Mechanoelectrical transducer channels. a Single MET channel events recorded in a turtle auditory hair cell during hair bundle deflection of 280 nm. Three traces depict channel opening at the start of the step, the ensemble average current (below) displaying adaptation with a time constant of 3.5 ms. b When the holding potential is switched from −80 to +80 mV to prevent Ca2+ influx, the channels remain open throughout the step and the average current shows no adaptation. Measurements were made in 2.8 mM external Ca2+. c MET channel amplitude as a function of hair cell location in the cochlea, expressed as the fractional distance from the apical low frequency end, in turtle (open circles) and rat (filled circles). The values are given for a low external Ca2+ concentration (30–50 µM) that does not block the channel. Results in turtle from [64]; those in rat from [3] and unpublished, corrected for removal of Ca2+ block. Each of the rat points is the mean (±1 SD) of three cells

A surprising property of the MET channels recorded in turtle auditory cells is a variable conductance that depends upon the localization of the hair cell in the cochlea, increasing from 100 to 300 pS (in 0.05 mM Ca2+) along the tonotopic axis from low-frequency to high-frequency end of the papilla (Fig. 2b). As a consequence of this variation, both the size of the macroscopic current and the rate of fast adaptation become larger towards the high frequency end [64]. The change in fast adaptation can be explained if its rate grows with the amount of Ca2+ entering the stereocilia [63], the Ca2+ influx increasing with channel conductance. This notion is supported by the observation that the time constant of adaptation seen in single channel events depends on channel conductance [64]. In the mammalian cochlea, the situation is more complicated and MET channel properties differ between inner and outer hair cells [3]. The outer hair cells, which fulfill a role in cochlear amplification by virtue of their unique electromechanical attributes [18], show a tonotopic variation in channel conductance similar to turtle auditory hair cells. The amplitude of the macroscopic current and the rate of adaptation increase too with frequency [36, 65]. The change in conductance, when expressed as a function of the fractional distance of the hair cell along the basilar membrane, is identical for the two animals (Fig. 2) despite the disparate frequency ranges and cochlear lengths, 1 mm in turtle compared to 10 mm in rat. This argues for a similar mechanism across classes for acquiring the cochlear gradients.

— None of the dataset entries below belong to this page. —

PR #469, opened 2015-03-21
[PSR-7] Better wording about getting multiple values as string

samdark:
Modified explanation of "Headers with multiple values" and corresponding interface so it's now impossible to assume headers are always concatenated with comma even if reader isn't giving enough attention and skipping notes.

It's not affecting technical side of the PSR at all but provides a bit less confusing wording.

### DIFF
--- a/proposed/http-message.md
+++ b/proposed/http-message.md
@@ -111,8 +111,8 @@ request or response.
 In order to accommodate headers with multiple values yet still provide the
 convenience of working with headers as strings, headers can be retrieved from
 an instance of a `MessageInterface` as an array or a string. Use the
-`getHeader()` method to retrieve a header value as a string containing all
-header values of a case-insensitive header by name concatenated with a comma.
+`getHeader()` method to retrieve a string containing concatenated
+header values of a case-insensitive header by name.
 Use `getHeaderLines()` to retrieve an array of all the header values for a
 particular case-insensitive header by name.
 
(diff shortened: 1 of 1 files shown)


proposed/http-message.md
```diff
@@ -111,8 +111,8 @@ request or response.
 In order to accommodate headers with multiple values yet still provide the
 convenience of working with headers as strings, headers can be retrieved from
 an instance of a `MessageInterface` as an array or a string. Use the
-`getHeader()` method to retrieve a header value as a string containing all
-header values of a case-insensitive header by name concatenated with a comma.
+`getHeader()` method to retrieve a string containing concatenated
+header values of a case-insensitive header by name.
```
weierophinney: The original verbiage indicated that the value WILL be returned as a comma-concatenated string. This was done to enforce a common expectation and signature from what is returned by the method. The implication is that if you know a given header CAN NOT be concatenated in this way, you will use the `getHeaderLines()` method and concatenate them manually. This also ensures that implementations do not have to be aware of every single header type, particularly as RFC 7230 allows for custom header types, which may have their own rules about concatenation.

weierophinney:
:-1:

mtdowling:
:-1:

proposed/http-message.md
```diff
@@ -385,12 +385,11 @@ interface MessageInterface
...
      *
-     * This method returns all of the header values of the given
-     * case-insensitive header name as a string concatenated together using
-     * a comma.
+     * This method returns a string containing concatenated header values of the given
+     * case-insensitive header name.
      *
-     * NOTE: Not all header values may be appropriately represented using
-     * comma concatenation. For such headers, use getHeaderLines() instead
+     * NOTE: Most header values are concatenated using a comma but some aren't because they could not be represented
```
GrahamCampbell: this line is too long

proposed/http-message.md
GrahamCampbell: the word header will fit on the previous line now

weierophinney:
@pmjones and/or @simensen — Please close; we resolved this with the most recent set of pull requests initiated this week.

PR #470, opened 2015-03-21
prefix all headlines with numbers for consistency

xabbuh:


proposed/http-message-meta.md
```diff
@@ -163,7 +163,7 @@ messages.
 
 ## 5. Design Decisions
 
-### Message design
+### 5.1 Message design
```
gaomd: Shouldn't we ending headline numbers with `.` just like `5. Design Decisions` did?

xabbuh: Well, it's also `4.1` and `4.2`,for example.

michaelcullum:
I'm not really sure I see a huge amount of benefit to these changes and as the spec is finalised, unless there is a good reason to change it, I'd rather leave it as-is.

PR #471, opened 2015-03-24
[PSR-7] Fixed a typo in an example

weierophinney:
`s/withRequestForm/withRequestTarget/`; thanks to @webmozart for reporting the issue.

### DIFF
--- a/proposed/http-message.md
+++ b/proposed/http-message.md
@@ -230,7 +230,7 @@ For example, a user may want to make an asterisk-form request to a server:
 ```php
 $request = $request
     ->withMethod('OPTIONS')
-    ->withRequestForm('*')
+    ->withRequestTarget('*')
     ->withUri(new Uri('https://example.org/'));
 ```
 


simensen:
I'm of the mindset that this change should be allowed, even while in voting, as it was incorrect before. :+1:

@pmjones do you agree?

pmjones:
No changes while voting. Cannot have even the *appearance* of impropriety.

simensen:
@pmjones Can you tell me where in the bylaws it shows that? I tried to read it earlier and didn't see anything at all about "no changes while in voting."

I'd very much hate to have to pull this back to review for something like this. Would we be able to make the change after the fact? I'm not sure where it says what is appropriate to do where after the vote, either. /cc @weierophinney

pmjones:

In contrast, the inner hair cells, which are the primary transducers relaying their signals directly to the auditory nerve fiber dendrites, possess MET channels with an invariant conductance of large size [3] comparable to those of mammalian outer hair cells or turtle hair cells tuned to high frequency. Whether the MET channels in inner hair cells are indeed equivalent to channels in high-frequency outer hair cells or differ in some other respects is unclear.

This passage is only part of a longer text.